Solved – R gbm package variable influence

boostingfeature selectionr

I'm using the excellent gbm package in R to do multinomial classification, and my question is about feature selection.

After deciding the number of iterations using cross validation (for a given shrinkage and interaction.depth), do i need to re-run the model using only the 'important' features, or it will automatically do this feature selection for me?

In other words, after the initial fit, do i need to exclude the 'irrelevant' variables and re-fit the model?

Thanks!

EDIT: This question is more about the way the package and algorithm implementation works.

Best Answer

  • Would recommend the review article on gbm co-authored by Hastie. Good fundamental review of gbm and would trust more than my opinions. A working guide to boosted regression trees Journal of Animal Ecology 2008 http://avesbiodiv.mncn.csic.es/estadistica/bt1.pdf

  • Variable selection is one of strongest appeals of machine learning algorithms vs. traditional likelihood-based models. By having built in regularization a prior pre-specified models are not critical to model performance. Not sure if I agree with comment regarding irrelevant variables above.

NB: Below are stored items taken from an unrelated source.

PR #4188, opened 2022-09-15
Add lakefs cmd local config flag

### LINKED ISSUE #4186: lakefs run flag to configure local default parameters
Add a flag to the `lakefs run` command that will enable default local configuration variables running with local blockstore and KV driver.
This will make it easy to use the docker run command without providing any additional parameters

N-o-Z:
Closes #4186


N-o-Z:
@nopcoder Not such an elegant solution - feel free to suggest/push improvements

nopcoder (approved):

PR #4190, opened 2022-09-16
Spark client: wrap API calls to lakeFS with retries

### LINKED ISSUE #4189: GC: improve ApiClient resiliency
Currently, https://github.com/treeverse/lakeFS/blob/master/clients/spark/core/src/main/scala/io/treeverse/clients/ApiClient.scala GC is using has no retry mechanism for Api calls it makes to the lakeFS server. This makes the application rely on Spark’s retry mechanism causing the failure of a whole stage when a single UDF fails instead of immediately retrying the call at the API client level. This means that sometimes a stage that takes a few hours fails due to a single API call failure (Epcor saw that ~30 API calls are batched to a single stage).

talSofer:
Closes #4189

Using https://failsafe.dev/ 

### How was this tested

Tested manually on a repo with objects to be garbage collected and GC finished successfully.


clients/spark/core/src/main/scala/io/treeverse/clients/ApiClient.scala
```diff
@@ -198,28 +219,48 @@ class ApiClient private (conf: APIConfigurations) {
...
   // Instances of case classes are compared by structure and not by reference https://docs.scala-lang.org/tour/case-classes.html.
   case class StorageNamespaceCacheKey(
       repoName: String,
       storageClientType: StorageClientType
   )
 }
+
+class RequestRetryWrapper(val numRetries: Int = 5) {
+    private val retryPolicy : Policy[Any] = RetryPolicy.builder()
+      .withDelay(Duration.ofMillis(500))
```
johnnyaug, line 258: Is there a reason not to use exponential backoff? Worried about bombing the server.

clients/spark/core/src/main/scala/io/treeverse/clients/ApiClient.scala
```diff
@@ -2,17 +2,18 @@ package io.treeverse.clients
...
 import io.treeverse.clients.StorageUtils.{StorageTypeAzure, StorageTypeS3}
 import com.google.common.cache.{Cache, CacheBuilder, CacheLoader, LoadingCache}
+import dev.failsafe.function.CheckedSupplier
 import io.treeverse.clients.ApiClient.TIMEOUT_NOT_SET
 
 import java.net.URI
 import java.util.concurrent.{Callable, TimeUnit}
+import java.time.Duration
+import collection.JavaConverters._
+import dev.failsafe.{Failsafe, Policy, RetryPolicy}
```
arielshaqed, line 16: Nit: Let's keep all the `failsafe` imports together if possible!  Also, if we have a blank line at l. 13/11 then let's keep standard library (`java.*`, `collection.*`) below it and everything else above it.

clients/spark/core/src/main/scala/io/treeverse/clients/ApiClient.scala
```diff
@@ -139,8 +142,11 @@ class ApiClient private (conf: APIConfigurations) {
       })
 
   def keyToStorageNamespace(key: StorageNamespaceCacheKey): String = {
-    val repo = repositoriesApi.getRepository(key.repoName)
 
+    val getRepo = new dev.failsafe.function.CheckedSupplier[Repository]() {
+      def get(): Repository = repositoriesApi.getRepository(key.repoName)
+    }
+    val repo = retryWrapper.wrapWithRetry(getRepo)
```
johnnyaug, line 149:
```suggestion
    val repo = retryWrapper.wrapWithRetry(() => repositoriesApi.getRepository(key.repoName))
```

clients/spark/core/src/main/scala/io/treeverse/clients/ApiClient.scala
```diff
@@ -161,30 +167,45 @@ class ApiClient private (conf: APIConfigurations) {
...
-      repoName,
-      new GarbageCollectionPrepareRequest().previousRunId(previousRunID)
-    )
+    val prepareGcCommits = new dev.failsafe.function.CheckedSupplier[GarbageCollectionPrepareResponse]() {
+      def get(): GarbageCollectionPrepareResponse = retentionApi.prepareGarbageCollectionCommits(
+        repoName,
+        new GarbageCollectionPrepareRequest().previousRunId(previousRunID)
+      )
+    }
+    retryWrapper.wrapWithRetry(prepareGcCommits)
```
johnnyaug, line 176:
```suggestion
    retryWrapper.wrapWithRetry(() =>
      retentionApi.prepareGarbageCollectionCommits(
        repoName,
        new GarbageCollectionPrepareRequest().previousRunId(previousRunID)
      )
    )
```
etc etc.

clients/spark/core/src/main/scala/io/treeverse/clients/ApiClient.scala
arielshaqed, line 258: * I think that exponential backoff makes sense here rather than this linear/constant backoff, at least for the massive calls like `getRange`.  Otherwise I worry that a Spark cluster with a lot of processing power can still overload a weak lakeFS cluster.
* Does failsafe automatically add jitter to its calls?  If not then we should ask it to add jitter.  Otherwise all retries from a cluster can happen almost exactly at once!  (If the package offers other guidance, then of course we should go with what the experts say...).
* It offers a total of 2s backoff, which is not a lot for a Spark job that runs for very many minutes.  I'd be perfectly happy with waiting up to 20 seconds (say) before deciding that this job has failed).
* OTOH, this makes the read timeout configuration _really hard to use_!  If I configure a read timeout of 10s, then it waits in total for 5*10s + 4*0.5s = 52s.  That will not be very clear to users.  Two possible fixes (others are possible!) might be to expose all parameters, or have 2 parameters `read_timeout` and `total_read_timeout` and somehow tell failsafe to handle retries that take up to `total_read_timeout`.

clients/spark/core/src/test/scala/io/treeverse/clients/ApiClientSpec.scala
```diff
@@ -32,17 +38,136 @@ class ApiClientSpec extends AnyFunSpec with Matchers {
...
+
+  override def beforeEach(): Unit = {
+    super.beforeEach()
+    retryWrapper = spy(new RequestRetryWrapper)
+    assert(retryWrapper.numRetries == DefaultMaxNumRetries)
+    dummyMethodInvoker = spy(new DummyMethodInvoker)
+  }
+
+  class DummyMethodInvoker {
+    @throws[Exception]
```
arielshaqed, line 81: I don't understand why we need this?  AFAICT `someMethod` does _not_ ever throw `Exception`.

clients/spark/core/src/test/scala/io/treeverse/clients/ApiClientSpec.scala
```diff
@@ -32,17 +38,136 @@ class ApiClientSpec extends AnyFunSpec with Matchers {
...
+        .doThrow(classOf[Exception])
+        .doThrow(classOf[Exception])
+        .doThrow(classOf[Exception])
+        .doThrow(classOf[ApiException])
+        .when(dummyMethodInvoker)
+        .someMethod()
+
+      assertThrows[FailsafeException] {
+        retryWrapper.wrapWithRetry(dummyMethodInvoker.createCheckedSupplierForSomeMethod())
+      }
```
arielshaqed, line 111: IIUC this says that this retry loses all information about which checked exception was actually thrown!  It threw `ApiException`, and we received `FailsafeException`.  But if that happens, how do we debug a failure that gave us `ApiException`s?

clients/spark/core/src/test/scala/io/treeverse/clients/ApiClientSpec.scala
```diff
@@ -32,17 +38,136 @@ class ApiClientSpec extends AnyFunSpec with Matchers {
...
+        .doThrow(classOf[NullPointerException])
+        .doCallRealMethod()
+        .when(dummyMethodInvoker)
+        .someMethod()
+
+      // test
+      retryWrapper.wrapWithRetry(dummyMethodInvoker.createCheckedSupplierForSomeMethod())
+
+      // assert
+      verify(dummyMethodInvoker, times(5)).someMethod()
```
arielshaqed, line 150: DefaultMaxNumRetries?

clients/spark/core/src/main/scala/io/treeverse/clients/ApiClient.scala
```diff
@@ -198,28 +219,48 @@ class ApiClient private (conf: APIConfigurations) {
...
 }
+
+class RequestRetryWrapper(val numRetries: Int = 5) {
+    private val retryPolicy : Policy[Any] = RetryPolicy.builder()
+      .withDelay(Duration.ofMillis(500))
+      .withMaxRetries(numRetries)
+      .build()
+
+  def wrapWithRetry[T](fn: CheckedSupplier[T]): T = {
+      Failsafe.`with`(Seq(retryPolicy).asJava).get(fn)
```
johnnyaug, line 263: This creates a new `FailsafeExecutor` per request. Not sure it's needed. You can create a `FailsafeExecutor[Any]` once (for example, in the ApiClient's companion object).

Then you just call it like:
```
    val repo = executor.get(() => repositoriesApi.getRepository(key.repoName))
```

clients/spark/core/src/test/scala/io/treeverse/clients/ApiClientSpec.scala
```diff
@@ -32,17 +38,136 @@ class ApiClientSpec extends AnyFunSpec with Matchers {
...
+      // test
+      retryWrapper.wrapWithRetry(dummyMethodInvoker.createCheckedSupplierForSomeMethod())
+
+      // assert
+      verify(dummyMethodInvoker, times(3)).someMethod()
+    }
+
+    it("should use custom max number of retries") {
+      retryWrapper = new RequestRetryWrapper(3)
+      assert(retryWrapper.numRetries == 3)
```
arielshaqed, line 170: Nit: This does not test the number of retries, it tests the constructor copies its parameter into some field.

arielshaqed (changes requested):
Thanks -- this looks like great code that uses a neat library!

Requested changes: I am not sure about the retry policy used; see the too-long comment on its definition.

clients/spark/core/src/test/scala/io/treeverse/clients/ApiClientSpec.scala
```diff
@@ -32,17 +38,136 @@ class ApiClientSpec extends AnyFunSpec with Matchers {
...
+        )
+        translate("https://account.example.net/container") should be(
+          "abfs://container@account.dfs.core.windows.net/"
+        )
       }
     }
   }
 }
+
+class RequestRetryWrapperSpec extends AnyFunSpec with Matchers with BeforeAndAfterEach {
```
johnnyaug, line 65: While I like how this test is implemented, it basically checks the functionality of an external library.
I think the test should be of the ApiClient class.

johnnyaug (changes requested):
Nice! Very much needed, and it looks like a good choice of library.
I have some concerns about memory usage, and about the tests.

clients/spark/core/src/main/scala/io/treeverse/clients/ApiClient.scala
talSofer: Unfortunately, this won't compile with the Spark 2.4.7 + scala  2.11.12 combo

clients/spark/core/src/main/scala/io/treeverse/clients/ApiClient.scala
talSofer: same here

clients/spark/core/src/main/scala/io/treeverse/clients/ApiClient.scala
Jonathan-Rosenberg: In IntelliJ: control + option + O

clients/spark/core/src/test/scala/io/treeverse/clients/ApiClientSpec.scala
talSofer: I have not yet addressed this one, but I will add ApiClient tests too. I think that it is valuable to keep these tests too because it demonstrates how we expect the library to work. WDYT?

clients/spark/core/src/main/scala/io/treeverse/clients/ApiClient.scala
```diff
@@ -198,28 +221,70 @@ class ApiClient private (conf: APIConfigurations) {
...
+class RequestRetryWrapper(
+    val readTimeout: Int,
+    val maxDurationSeconds: Double = -1,
+    val maxNumRetries: Int = 5
+) {
+  val UnsetMaxDuration = -1
+
+  var maxDuration = maxDurationSeconds
+  if (maxDuration == UnsetMaxDuration) {
+    maxDuration = maxNumRetries * readTimeout + 7.1 * 1
```
talSofer, line 267: @arielshaqed please let me know if this is what you meant by basic backoff or should replace 1 with something else. Thank you!

clients/spark/core/src/test/scala/io/treeverse/clients/ApiClientSpec.scala
johnnyaug: Frankly, I don't see the value in it. The code should (and does) explain itself.

johnnyaug (approved):
Thanks!

clients/spark/core/src/test/scala/io/treeverse/clients/ApiClientSpec.scala
talSofer: I removed the unit tests. Invested this morning in trying to think of unit tests that could be useful, but did not have ideas. @johnnyaug will be happy to hear ideas if you have some!

clients/spark/core/src/main/scala/io/treeverse/clients/ApiClient.scala
```diff
@@ -198,28 +221,70 @@ class ApiClient private (conf: APIConfigurations) {
...
+  }
+
+  private val retryPolicy: Policy[Any] = RetryPolicy
+    .builder()
+    .withBackoff(1, 20, ChronoUnit.SECONDS)
+    .withJitter(.25)
+    .withMaxRetries(maxNumRetries)
+    .withMaxDuration(Duration.ofSeconds(maxDuration.asInstanceOf[Number].longValue))
```
arielshaqed, line 275: Why not
```suggestion
    .withMaxDuration(Duration.ofSeconds(maxDuration.asInstanceOf[Long]))
```
?

But I'd probably use milliseconds anyway, otherwise 1.9s is treated as 1s and 0.5s is treated as 0s.

arielshaqed (approved):
Thanks!  This definitely fixes the bug!

Please consider changing the timeouts handling to use millisecond precision and not whole-second precision.

clients/spark/core/src/main/scala/io/treeverse/clients/ApiClient.scala
talSofer: done thanks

  • One of the much quoted strengths of machine learning algorithms is that they can potentially utilize a large number of weakly important variables and thereby have an improve on prediction. If you eliminate a large number of predictors that each individually have limited incremental utility, you can cumulatively have a negative impact your model.

  • Usually the inclusion of irrelevant variables is not thought to negatively impact model prediction. Figure 15.7 in ESL. http://web.stanford.edu/~hastie/ElemStatLearnII/figures15.pdf

  • You thus don't have to remove variables from your model unless there are other reasons why you might want to (ease of implementation etc.).

Edit - Would also add that most variable selection methods implicitly seek to find all relevant features rather than pasimonious feature set. Often the distinction isn't made as clearly as it could be. I haven't use the vsurf package, but I like the fact that it explicitly differeniates these two obejctives. Using importance measures is likely to give you an all relevant feature set, rather than a sufficient parsimonious set. But that may be good enough.